[Record excerpts]

PR #2720, opened 2026-04-04
Parse HTML integer attributes per spec, ignoring trailing non-digits

### LINKED ISSUE #2636: Ignore text after digits when parsing HTML integers
Yeah, I know ! It's not valid HTML but it has worked "forever" in browsers.
My understanding is that browsers actually coerce colspan="100%" to colspan="100" ?
Works for me !
Thank you ! :-)

danfitz36:
## Summary

- Add `parse_html_integer()` utility following the [HTML spec rules for parsing integers](https://html.spec.whatwg.org/#rules-for-parsing-integers)
- Replace `int()` calls with `parse_html_integer()` in all HTML integer attribute parsing locations: `colspan`, `rowspan`, `col`/`colgroup` `span`, `<font>` `size`, and `<hr>` `size`
- Fixes values like `colspan="100%"` which browsers parse as `100` but WeasyPrint previously rejected

## Context

Browsers ignore non-digit characters after digits when parsing HTML integer attributes (e.g. `colspan="100%"` is treated as `colspan="100"`). WeasyPrint was using Python's `int()` which rejected such values entirely, causing layout differences vs browsers.

The maintainer outlined the fix in issue comments: write a function following the [integer parsing rules](https://html.spec.whatwg.org/#rules-for-parsing-integers) and use it everywhere HTML integer attributes are parsed.

### Call sites updated

- `TableCellBox.__init__` — `colspan`, `rowspan`
- `TableColumnBox.span` property
- `TableColumnGroupBox.span` property
- `find_style_attributes` — `<font size>` and `<hr size>`

## Test plan

- [x] Unit tests for `parse_html_integer`: basic values, signs, whitespace, trailing non-digits, error cases, non-ASCII digits
- [x] Integration tests for `colspan="100%"`, `rowspan="2px"`, `span="2px"` in table layout
- [x] Enhanced existing `test_table_bad_int_td_th_span` with explicit value assertions
- [x] All existing tests pass (2690 passed, 0 regressions)
- [x] `ruff check` passes

Fixes #2636


danfitz36:
I used weasyprint a few years ago at a previous job to create insurance documents, quotes, policies, etc. I now work at a new company and we're using weasyprint again to generate estimates/invoices for builders, remodelers, and contractors. we'll want to start contributing when we can, so this is hopefully the first of many PRs, but I'll wait for a review and any comments before starting on anything new.

weasyprint/html_utils.py
```diff
@@ -0,0 +1,43 @@
+"""Utility functions for HTML microsyntax parsing."""
```
liZe: We should put this in `weasyprint/html.py` instead. You’ll find that `HTML_WHITESPACE` is already defined!

tests/test_html_utils.py
```diff
@@ -0,0 +1,48 @@
+"""Tests for HTML microsyntax parsing utilities."""
```
liZe: I think that we can put these tests in `test_presentational_hints.py` and rename it to `test_html.py` for consistency with the `weasyprint` folder.

tests/test_html_utils.py
```diff
@@ -0,0 +1,48 @@
...
+
+from weasyprint.html_utils import parse_html_integer
+
+
+def test_parse_html_integer_basic():
```
liZe: For this kind of tests, we prefer to use `@pytest.mark.parametrize` so that we have independent tests, with a function for right values and a function for wrong values. You can take a look at `tests/css/test_validation.py` that has a lot of tests like this.

weasyprint/formatting_structure/boxes.py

[/Record excerpts]

Would you return the entries exactly as they stand?

PR #2720, opened 2026-04-04
Parse HTML integer attributes per spec, ignoring trailing non-digits

### LINKED ISSUE #2636: Ignore text after digits when parsing HTML integers
Yeah, I know ! It's not valid HTML but it has worked "forever" in browsers.
My understanding is that browsers actually coerce colspan="100%" to colspan="100" ?
Works for me !
Thank you ! :-)

danfitz36:
## Summary

- Add `parse_html_integer()` utility following the [HTML spec rules for parsing integers](https://html.spec.whatwg.org/#rules-for-parsing-integers)
- Replace `int()` calls with `parse_html_integer()` in all HTML integer attribute parsing locations: `colspan`, `rowspan`, `col`/`colgroup` `span`, `<font>` `size`, and `<hr>` `size`
- Fixes values like `colspan="100%"` which browsers parse as `100` but WeasyPrint previously rejected

## Context

Browsers ignore non-digit characters after digits when parsing HTML integer attributes (e.g. `colspan="100%"` is treated as `colspan="100"`). WeasyPrint was using Python's `int()` which rejected such values entirely, causing layout differences vs browsers.

The maintainer outlined the fix in issue comments: write a function following the [integer parsing rules](https://html.spec.whatwg.org/#rules-for-parsing-integers) and use it everywhere HTML integer attributes are parsed.

### Call sites updated

- `TableCellBox.__init__` — `colspan`, `rowspan`
- `TableColumnBox.span` property
- `TableColumnGroupBox.span` property
- `find_style_attributes` — `<font size>` and `<hr size>`

## Test plan

- [x] Unit tests for `parse_html_integer`: basic values, signs, whitespace, trailing non-digits, error cases, non-ASCII digits
- [x] Integration tests for `colspan="100%"`, `rowspan="2px"`, `span="2px"` in table layout
- [x] Enhanced existing `test_table_bad_int_td_th_span` with explicit value assertions
- [x] All existing tests pass (2690 passed, 0 regressions)
- [x] `ruff check` passes

Fixes #2636


danfitz36:
I used weasyprint a few years ago at a previous job to create insurance documents, quotes, policies, etc. I now work at a new company and we're using weasyprint again to generate estimates/invoices for builders, remodelers, and contractors. we'll want to start contributing when we can, so this is hopefully the first of many PRs, but I'll wait for a review and any comments before starting on anything new.

weasyprint/html_utils.py
```diff
@@ -0,0 +1,43 @@
+"""Utility functions for HTML microsyntax parsing."""
```
liZe: We should put this in `weasyprint/html.py` instead. You’ll find that `HTML_WHITESPACE` is already defined!

tests/test_html_utils.py
```diff
@@ -0,0 +1,48 @@
+"""Tests for HTML microsyntax parsing utilities."""
```
liZe: I think that we can put these tests in `test_presentational_hints.py` and rename it to `test_html.py` for consistency with the `weasyprint` folder.

tests/test_html_utils.py
```diff
@@ -0,0 +1,48 @@
...
+
+from weasyprint.html_utils import parse_html_integer
+
+
+def test_parse_html_integer_basic():
```
liZe: For this kind of tests, we prefer to use `@pytest.mark.parametrize` so that we have independent tests, with a function for right values and a function for wrong values. You can take a look at `tests/css/test_validation.py` that has a lot of tests like this.

weasyprint/formatting_structure/boxes.py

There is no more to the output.